Most of our scientific effort is focused on those quantum materials that exhibit strong correlations. We aim to understand how details of the structure and composition determine the ground state of a system, as well as various phase transitions. The materials we investigate are characterized by structural complexity at short, nano- meso- and average length scales (which are relevant for their properties), often exhibit various types of disorder (which dictate their properties), and undergo subtle structural phase transitions under a control parameter such as temperature, pressure, magnetic field, substitution(s), strain, reduced dimentionality.
- Multifunctional nanoparticles are complex nanoparticles that have the ability to combine numerous properties, such as electronic, magnetic, optical, and catalytic. They have great potential for various applications including energy and biomedicine.
Our aim is to determine the precise structure of such nanoparticles, i.e. their atomic arrangements quantitatively and with high precision. By their very nature, nanostructured materials have structural coherence at the nm length-scale and thus conventional X-ray diffraction techniques are inapplicable for such studies.

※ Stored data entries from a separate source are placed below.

PR #2225, opened 2023-01-26
Get rid of "mailto:" when copying email address

### LINKED ISSUE #2224: Get rid of "mailto:" when copying email address
### Description

Please see below

### Who's implementing?

- [X] I'm willing to implement this feature myself

### The problem

When copying an email address (link), the "mailto:" scheme is also copied. It's frustrating to paste and remove the scheme every time I send an email. 

### Possible solutions

Do not change this variable 
https://github.com/ungoogled-software/ungoogled-chromium/blob/ec75c03e2555ab060abb534a9b0d34d39aabdbe9/patches/extra/ungoogled-chromium/disable-formatting-in-omnibox.patch#L16

so that the mailto scheme can be removed by `RenderViewContextMenu::FormatURLForClipboard`. 
https://github.com/chromium/chromium/blob/cec6fdae2e86af277796f89b801acc3a30698b67/chrome/browser/renderer_context_menu/render_view_context_menu.cc#L921-L935

Since the mailto link doesn't actually open a webpage, I think it's perfectly fine even if the mailto scheme is hidden in the address bar. 

### Alternatives

_No response_

### Additional context

_No response_

Nifury:
When copying an email address in vanilla Chromium, the `mailto:` prefix is removed and only the email address is copied. However, `disable-formatting-in-omnibox.patch` disables `kFormatUrlOmitMailToScheme`, so the email link won't be formatted when copied to the clipboard, and the copied email address `someone@example.com` becomes `mailto:someone@example.com`. 

This PR re-enables `kFormatUrlOmitMailToScheme` field. 

Fixes #2224

### DIFF
--- a/patches/extra/ungoogled-chromium/disable-formatting-in-omnibox.patch
+++ b/patches/extra/ungoogled-chromium/disable-formatting-in-omnibox.patch
@@ -1,4 +1,6 @@
 # Disables omission of URL elements in Omnibox
+# except for the mailto scheme so that email links can be properly 
+# formatted when copied to clipboard (#2225). 
 
 --- a/components/url_formatter/url_formatter.cc
 +++ b/components/url_formatter/url_formatter.cc
@@ -13,8 +15,6 @@
 -const FormatUrlType kFormatUrlOmitTrivialSubdomains = 1 << 5;
 -const FormatUrlType kFormatUrlTrimAfterHost = 1 << 6;
 -const FormatUrlType kFormatUrlOmitFileScheme = 1 << 7;
--const FormatUrlType kFormatUrlOmitMailToScheme = 1 << 8;
--const FormatUrlType kFormatUrlOmitMobilePrefix = 1 << 9;
 +const FormatUrlType kFormatUrlOmitUsernamePassword = 0 << 0;
 +const FormatUrlType kFormatUrlOmitHTTP = 0 << 1;
 +const FormatUrlType kFormatUrlOmitTrailingSlashOnBareHostname = 0 << 2;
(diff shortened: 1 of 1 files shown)


PF4Public:
Have you changed the order of fields or is it the diff weird?

Nifury:
I believe I only changed two or three lines. It's just the way GitHub shows the diff of a diff (patch) is confusing.

PF4Public:
Does `kFormatUrlOmitMobilePrefix` have any relation to mailto? I was thinking it removes "m." part of  a URL.

Please add your reasoning for excluding mailto into the patch header just for the record.

Nifury:
> Does kFormatUrlOmitMobilePrefix have any relation to mailto?

No it doesn't, and I didn't touch that line. I only changed the value of `kFormatUrlOmitMailToScheme` from 0 to 1. It will be more clear if you check the new file instead of the diff view. 

> Please add your reasoning for excluding mailto into the patch header just for the record

Added 😀

PF4Public:
> > Does kFormatUrlOmitMobilePrefix have any relation to mailto?
> 
> No it doesn't, and I didn't touch that line. I only changed the value of `kFormatUrlOmitMailToScheme` from 0 to 1. It will be more clear if you check the new file instead of the diff view.

Sorry I was inattentive


> > Please add your reasoning for excluding mailto into the patch header just for the record
> 
> Added

And sorry again, I should've expressed myself clearer. I meant the header of the patch itself, just below `# Disables omission of URL elements in Omnibox`. With it, there will be no need to inspect blame or git history to obtain this information.

Nifury:
Ah I thought any comment in a patch will be removed by quilt. I didn't know quilt was able to manage header comments.

PF4Public (approved):
LGTM

Ahrotahn (approved):
This looks good to me!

To address these complex structural problems on both the above classes of materials we use advanced structural probes at large scale synchrotron and neutron facilities worldwide. Conventional X-rays produced by X-ray tubes, while necessary for preliminary experiments, are inadequate for the structural investigations just outlined. Synchrotron light has unique properties including brightness which is 22 orders of magnitude higher than the one of conventional X-rays. Synchrotron light is the main radiation that we use for our studies. In addition to brightness, we exploit other unique properties of synchrotron light as well as neutrons which are complementary to synchrotron radiation in several aspects. These experiments, coupled with advanced data analysis, unravel the accurate and precise structure of the material: how exactly it is built down to the scale of Angstrom.
Our key goal is to establish the structure-property-function relationship in quantum materials and multifunctional nanoparticles via the correlation of their structure with their electronic and magnetic properties, in order to understand the organizing principles that lead to complex collective behavior in these systems. This knowledge is the foundation on which future progress will be built towards tailoring materials (via materials design or exploratory synthesis) in order to obtain the desired set of properties and functionalities.
Our research is strongly interdisciplinary: it bridges, crystallography (on single crystals, powders and nanoparticles) condensed matter physics, solid state chemistry and nanoscience. It also has strong international collaborative character, including frequent access to various beamlines at synchrotron X-ray and neutron facilities.